- [Data provided]
== Segment start ==
PR #214, opened 2021-01-31
Set Kafka max message size to 50MB

wzorgdrager:
Addresses issue as reported here: https://github.com/fasten-project/fasten-docker-deployment/issues/1

Set producer and consumer side max message size to 50MB. This is in line with the broker configuration.


MagielBruntink:
Thanks this fixes the issue.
== Segment end ==
- [Action item]
Every line above with the string "issue" in it needs to be copied.

- [Result for this exercise]
Addresses issue as reported here: https://github.com/fasten-project/fasten-docker-deployment/issues/1
Thanks this fixes the issue.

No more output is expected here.